He offered his own chair to Patty, and bringing forward another, presented it to Conny with a Chesterfieldian bow. The clerks tittered delightedly at this bit of comedy acting, but the Gypsies did not condescend to think it funny. They accepted the chairs with a frigid, "Thank you," and sat stiffly upright staring at the wastebasket in their most distant society manner. While the deferential young man was conveying the message to the private office of his chief, public comment advanced from Patty's stockings to Conny's shoes. He returned presently, and with unruffled politeness invited them please to step this way. He ushered them in with a bow.
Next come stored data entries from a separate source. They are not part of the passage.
PR #8430, opened 2022-04-13
[MB-11451] loadtest rds updates

sheenamt:
## Summary
This adds a new variable to the env files for the RDS certificate (DB_SSL_ROOT_CERT). Currently only adding to loadtest.

This is updating how the dp3 sites are deployed by cleaning up the million steps and parameterizing things where possible. Currently, only loadtest is updated. 

Demo and Exp will have these updates done shortly as well. 

[MB-11451]: https://dp3.atlassian.net/browse/MB-11451?atlOrigin=eyJpIjoiNWRkNTljNzYxNjVmNDY3MDlhMDU5Y2ZhYzA5YTRkZjUiLCJwIjoiZ2l0aHViLWNvbS1KU1cifQ

### DIFF
--- a/.circleci/config.yml
+++ b/.circleci/config.yml
@@ -275,27 +275,14 @@ commands:
         description: dp3 env to deploy to (exp, loadtest, demo)
         type: string
         default: *dp3-env
-      dp3-region:
-        type: string
-        default: << parameters.dp3-env >>_REGION
-      dp3-account-id:
-        type: string
-        default: << parameters.dp3-env >>_ACCOUNT_ID
-      dp3-access-key-id:
-        type: string
-        default: << parameters.dp3-env >>_ACCESS_KEY_ID
-      dp3-secret-access-key:
-        type: string
-        default: << parameters.dp3-env >>_SECRET_ACCESS_KEY
-
     steps:
       - run:
           name: 'Setting up AWS environment variables for dp3 env defined in &dp3-env'
           command: |
-            echo "export AWS_DEFAULT_REGION=<< parameters.dp3-region >>" >> $BASH_ENV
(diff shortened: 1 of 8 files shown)


travelar (approved):

.circleci/config.yml
```diff
@@ -266,24 +270,35 @@ commands:
             echo "export AWS_ACCESS_KEY_ID=$DEV_ACCESS_KEY_ID" >> $BASH_ENV
             echo "export AWS_SECRET_ACCESS_KEY=$DEV_SECRET_KEY" >> $BASH_ENV
             source $BASH_ENV
-  aws_vars_loadtest:
+
+  aws_vars_dp3:
+    parameters:
+      dp3-env:
+        description: dp3 env to deploy to (exp, loadtest, demo)
```
ahobson, line 277: I really appreciate all the comments you've added! I see on line 38 it says it must be one of loadtest, demo, experimental but in this comment it uses "exp". I wonder if it might be better to say "experimental" here, too?

.circleci/config.yml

Mr. Gilroy was writing, and it was a second before he glanced up. His eyes widened with astonishment—the clerk had delivered the message verbatim. He leaned back in his chair and studied the ladies from head to foot, then emitted a curt:

"Well?"

There was not a trace of recognition in his glance.

Patty's only intention had been to announce their identity, and invite him to deliver them at St. Ursula's door, but Patty was incapable of approaching any matter by the direct route when a labyrinth was also available. She drew a deep breath, and to Conny's consternation, plunged into the labyrinth.
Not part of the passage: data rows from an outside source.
PR #8431, opened 2022-04-13
Added filter for mto_service_items

kennethchow-truss:
## Summary

Ali was seeing an issue where he was seeing service items that weren't related to his current move. This is because there is a missing filter on the where clause of the mto_service items query. 

## Setup to Run Your Code

1. Go to officelocal:3000/
2. Sign is a TOO user
3. Go to http://officelocal:3000/moves/WTSTAT/history
4. Approve a move
5. Go to the history page
6. Observe that the service items are there
7. Go to a different move's history page
8. Observe that the service items that were on WTSTAT are not on your current page.

### DIFF
--- a/pkg/services/move_history/move_history_fetcher.go
+++ b/pkg/services/move_history/move_history_fetcher.go
@@ -63,7 +63,7 @@ func (f moveHistoryFetcher) FetchMoveHistory(appCtx appcontext.AppContext, param
 			mto_service_items
 		JOIN re_services ON mto_service_items.re_service_id = re_services.id
 		JOIN mto_shipments ON mto_service_items.mto_shipment_id = mto_shipment_id
-		WHERE mto_shipments.move_id = (SELECT moves.id FROM moves)
+		WHERE mto_shipments.move_id = (SELECT moves.id FROM moves) AND mto_service_items.move_id = (SELECT moves.id FROM moves)
 	),
 	service_item_logs AS (
 		SELECT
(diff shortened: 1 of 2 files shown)


pkg/services/move_history/move_history_fetcher.go
```diff
@@ -63,7 +63,7 @@ func (f moveHistoryFetcher) FetchMoveHistory(appCtx appcontext.AppContext, param
 			mto_service_items
 		JOIN re_services ON mto_service_items.re_service_id = re_services.id
 		JOIN mto_shipments ON mto_service_items.mto_shipment_id = mto_shipment_id
-		WHERE mto_shipments.move_id = (SELECT moves.id FROM moves)
+		WHERE mto_shipments.move_id = (SELECT moves.id FROM moves) AND mto_service_items.move_id = (SELECT moves.id FROM moves)
```
donaldthai, line 66: suggestion (blocking): I think the real question might be the join on the mto_shipments table. The `JOIN mto_shipments ON mto_service_items.mto_shipment_id = mto_shipment_id` should be `JOIN mto_shipments ON mto_service_items.mto_shipment_id = mto_shipments.id`.

kennethchow-truss: Wow incredibly sharp eye. Thanks for the lookout

donaldthai (approved):
Looks good! 👍

michaelvaldes-truss (approved):
Thanks for catching this!
This worked for me; I'm seeing a reduction in the number of rows fetched by the query, and the move histories for different move now seem to be unique.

"You Mr. Laurence K. Gilroy?" she dropped a curtsy. "I come find-a you."

"So I see," said Mr. Laurence K. Gilroy, dryly. "And now that you've found me, what do you want?"

"I want tell-a your fortune," Patty glibly dropped into the lingo she and Conny had practised on the school the night before. "You cross-a my hand with silver—I tell-a your fortune."

This was no situation of Conny's choosing, but she was always staunchly game.

"Nice-a fortune," she backed Patty up. "Tall young lady. Ver' beautiful."

"Well, of all the nerve!"

Mr. Gilroy leaned back in his chair and regarded them severely, but with a gleam of amusement flickering through.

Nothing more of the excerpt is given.